This is from a few years ago, but I bet it’ll still do the trick:

[https://austingwalters.com/analyzing-email-
data/](https://austingwalters.com/analyzing-email-data/)

Everything is in python:

[https://github.com/lettergram/Email_Analysis](https://github.com/lettergram/Email_Analysis)

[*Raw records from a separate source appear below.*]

PR #11233, opened 2026-02-27
File ConfigSource fails generating MD5 digest.

klustria:
### Description
When Sun JCE provider is removed, and a FIPS provider is added, retrieving content of a File ConfigSource will fail on generating an MD5 digest.

### Documentation
File ConfigSource will generate a digest using MD5 by default, and will fall back to SHA-256 if it fails. Alternatively,  a digest algorithm can be specified using **io.helidon.config.file.digest.algorithm** system property.

If no doc impact: JavaDoc is updated to reflect the change, but can also be noted on Advance Configuration Topics of Config from the Helidon Documentation.

### DIFF
--- a/config/config/src/main/java/io/helidon/config/FileSourceHelper.java
+++ b/config/config/src/main/java/io/helidon/config/FileSourceHelper.java
@@ -228,39 +228,22 @@ public final class FileSourceHelper {
 
     static MessageDigest digest() {
         String algorithm = System.getProperty(PROPERTY_DIGEST_ALGORITHM);
-        String[] algorithms;
-        if (algorithm != null) {
-            algorithms = new String[] {algorithm};
-        } else {
-            // MD5 will be the default, and will fall back to SHA-256 if it fails
-            algorithms = new String[] {ALGORITHM_MD5, ALGORITHM_SHA256};
+        if (algorithm == null) {
+            return digest(ALGORITHM_MD5, ALGORITHM_SHA256);
         }
-        return getDigest(algorithms);
+        return digest(algorithm);
     }
 
-    // If multiple algorithms are specified, this will fall back to the next algorithm if the current one fails
-    private static MessageDigest getDigest(String[] algorithms) {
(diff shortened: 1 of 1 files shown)


config/config/src/main/java/io/helidon/config/FileSourceHelper.java
```diff
@@ -218,12 +226,41 @@ private static FileLock lockFile(Path filePath, FileInputStream fis) throws IOEx
         }
     }
 
-    private static MessageDigest digest() {
-        try {
-            return MessageDigest.getInstance("MD5");
-        } catch (NoSuchAlgorithmException e) {
-            throw new ConfigException("Cannot get MD5 digest algorithm.", e);
+    static MessageDigest digest() {
```
tomas-langer, line 229: Can you please simplify this to this code:

```java
    static MessageDigest digest() {
        String algorithm = System.getProperty(PROPERTY_DIGEST_ALGORITHM);
        if (algorithm == null) {
            return digest(ALGORITHM_MD5, ALGORITHM_SHA256);
        }
        return digest(algorithm);
    }

    private static MessageDigest digest(String... algorithms) {
        for (String algorithm : algorithms) {
            try {
                return MessageDigest.getInstance(algorithm);
            } catch (NoSuchAlgorithmException e) {
                LOGGER.log(Level.TRACE,
                           () -> "Cannot get " + algorithm + " digest algorithm", e);
            }
        }
        throw new ConfigException("Cannot get digest algorithm(s): " +  String.join(", ", algorithms));
    }
```

1. thre is no reason to do a `!= null`, when you can do `==` - readability
2. early return - rather than if/else and return after, we can do one if with early return
3. creation of array does not make sense here, when we can use varargs
4. the null check + length check seems overprotective for a private method that is called only from one other method
5. the cycle to find a valid algorithm does not need to be so detailed, we can throw after we cycle through all options

klustria: Updated based on feedback, thanks for simplifying the code!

Regardless, I encourage everyone to do an analysis of their emails. Cut out
the junk, set reminders on when to check, etc. it’s both enlightening and
potentially horrifying to discover trends.

------
roseway4
The methodology used excludes a number of services using SparkPost. For e.g.
the excerpt below of an Intercom header. It's a challenging problem to solve
given the complexity of email delivery and appreciate this was a fun project
to take on.

Return-Path: <bounces+XXXX@XXXX.intercom-mail.com> Received: from
mta-216-35.sparkpostmail.com (mta-216-35.sparkpostmail.com. [147.253.216.35])
by mx.google.com with ESMTPS id t13si7000210pgg.534.2020.02.03.08.37.30 for
<XXXXXX> (version=TLS1_2 cipher=ECDHE-RSA-AES128-GCM-SHA256 bits=128/128);
Mon, 03 Feb 2020 08:37:30 -0800 (PST)

------
dredmorbius
This website presents as a 23-chacter-wide skinny column in mobile vew.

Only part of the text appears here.